Chapter 39: Key Takeaways

Bias and Fairness

  1. Bias enters ML systems at every stage. Data collection (selection, historical, measurement bias), algorithm design (representation, optimization bias), and deployment (feedback loops, automation bias) all introduce or amplify unfair discrimination.

  2. Multiple fairness definitions exist, and they conflict. Demographic parity (equal positive rates), equalized odds (equal TPR and FPR), equal opportunity (equal TPR), and calibration (equal meaning of scores) cannot all be satisfied simultaneously when base rates differ. Choosing a fairness criterion requires context-specific value judgments.

  3. Bias mitigation operates at three levels. Pre-processing (resampling, reweighting), in-processing (adversarial debiasing, constrained optimization), and post-processing (threshold adjustment, calibration). Each has different trade-offs between effectiveness, complexity, and impact on accuracy.

  4. Proxy discrimination bypasses explicit protections. Even when protected attributes are excluded from the model, correlated features (zip code, name, employment history) can serve as indirect proxies for discrimination.

Regulation and Governance

  1. The EU AI Act establishes a risk-based regulatory framework. AI systems are classified as unacceptable (banned), high-risk (strict requirements), limited risk (transparency obligations), or minimal risk. Employment and credit scoring are high-risk categories requiring documentation, risk management, and human oversight.

  2. Documentation is a professional obligation. Model Cards document model capabilities, limitations, and fairness assessments. Datasheets for Datasets document data provenance, composition, and intended use. Both are increasingly expected by regulators and industry.

Privacy

  1. ML models can leak private training data. Membership inference attacks, model inversion, and training data extraction demonstrate that trained models can reveal sensitive information about individuals in their training data.

  2. Differential privacy provides mathematical privacy guarantees. DP-SGD (per-sample gradient clipping + Gaussian noise) ensures that the trained model's behavior does not depend significantly on any single training example. The privacy-accuracy trade-off is real but can be mitigated with larger datasets and pre-training.

Generative AI and Deepfakes

  1. Deepfakes create new categories of harm. Political disinformation, non-consensual imagery, fraud, and evidence fabrication are enabled by realistic AI-generated media. Detection, provenance tracking (C2PA), and watermarking are active defense strategies.

  2. Responsible generative AI requires proactive measures. Content moderation, usage policies, red teaming, staged deployment, and watermarking are necessary practices for deploying generative AI systems.

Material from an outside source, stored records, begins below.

PR #835, opened 2026-09-14
build: split unit vs. aggregate coverage gates in Codecov

sappenin:
## Summary
- Splits the single Codecov upload into two flagged reports: `unittests` (per-module unit coverage from `xrpl4j-core`/`xrpl4j-client`, gates PRs) and `aggregate` (unit + IT coverage via a new `xrpl4j-coverage` module, informational only) — so integration tests can't mask real unit-test gaps.
- Adds `codecov.yml` status checks (`unittests-gate` for both project/patch, `aggregate-visibility` informational-only) with `disable_search: true` on both upload steps so neither can fall back to auto-discovering unintended XML files.
- Feeds Confidential MPT IT coverage into the aggregate from the linux x86-64 leg of `build_confidential_native_its` (the one deterministic native/local-rippled leg), which previously uploaded no coverage at all.
- Drops `xrpl4j-mpt-crypto` from the unit upload — it ships no Java sources (only downloaded native resources), so referencing its nonexistent `jacoco.xml` with `fail_ci_if_error: true` would have broken CI on merge.

Cherry-picked cleanly onto current `main` from two commits originally developed on a branch that also carried the (already-merged) Confidential Transfer for MPT work, so this PR is scoped to just the coverage-gate change.

## Test plan
- [x] `mvn -pl xrpl4j-core,xrpl4j-client,xrpl4j-integration-tests,xrpl4j-coverage -am clean compile test-compile -DskipTests -Dmaven.javadoc.skip=true` succeeds
- [ ] CI run confirms `unittests-gate` and `aggregate-visibility` status checks appear on this PR as expected


pom.xml
```diff
@@ -298,6 +298,8 @@
     <module>xrpl4j-integration-tests</module>
     <module>xrpl4j-client</module>
     <module>xrpl4j-bom</module>
+    <!-- Must remain last: aggregates coverage after every other module has produced its exec files. -->
+    <module>xrpl4j-coverage</module>
```
cybele-ripple, line 302: small nit: would this mean that the module will log "skipping" for all maven executions? might be cleaner to include:
```
<executions>
  <!-- Disable inherited executions - this module has no sources/tests of its own -->
  <execution>
    <id>default-prepare-agent</id>
    <phase>none</phase>
  </execution>
  <execution>
    <id>report</id>
    <phase>none</phase>
  </execution>
  <execution>
    <id>pre-integration-test</id>
    <phase>none</phase>
  </execution>
  <execution>
    <id>post-integration-test</id>
    <phase>none</phase>
  </execution>

  <execution>
    <id>aggregate-coverage</id>
    <phase>verify</phase>
    <goals>
      >     </goals>
  </execution>
</executions>
```
to cut down on extraneous logging.

cybele-ripple (dismissed):

pom.xml
sappenin: Good idea. Fixed via 29eaca420000543f0c75cd83746491423d57560c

Environmental and Social Impact

  1. Training large models has significant environmental costs. Energy consumption scales with model size and training duration. Mitigation strategies include efficient architectures (MoE, distillation), carbon-aware computing, and model reuse through fine-tuning.

  2. The open vs. closed model debate involves genuine trade-offs. Open models democratize access and enable safety research through transparency, but powerful open models cannot be recalled after release. Intermediate approaches (staged release, responsible use licenses) are emerging.

AI Safety

  1. AI safety is a set of concrete engineering practices. Define intended use, conduct pre-deployment evaluations, implement guardrails, design for human oversight, plan for incidents, and monitor in production. Safety is not separate from engineering---it is part of it.

  2. Scalable oversight is an open challenge. As AI systems become more capable, developing methods to evaluate and correct them (debate, recursive reward modeling, iterated amplification) becomes increasingly important.

  3. Every AI engineer has an ethical responsibility. Building systems that are fair, transparent, private, safe, and accountable is not optional. It is as fundamental to professional competence as technical skill. The tools in this chapter---fairness metrics, bias auditing, differential privacy, model cards---are essential components of responsible AI engineering.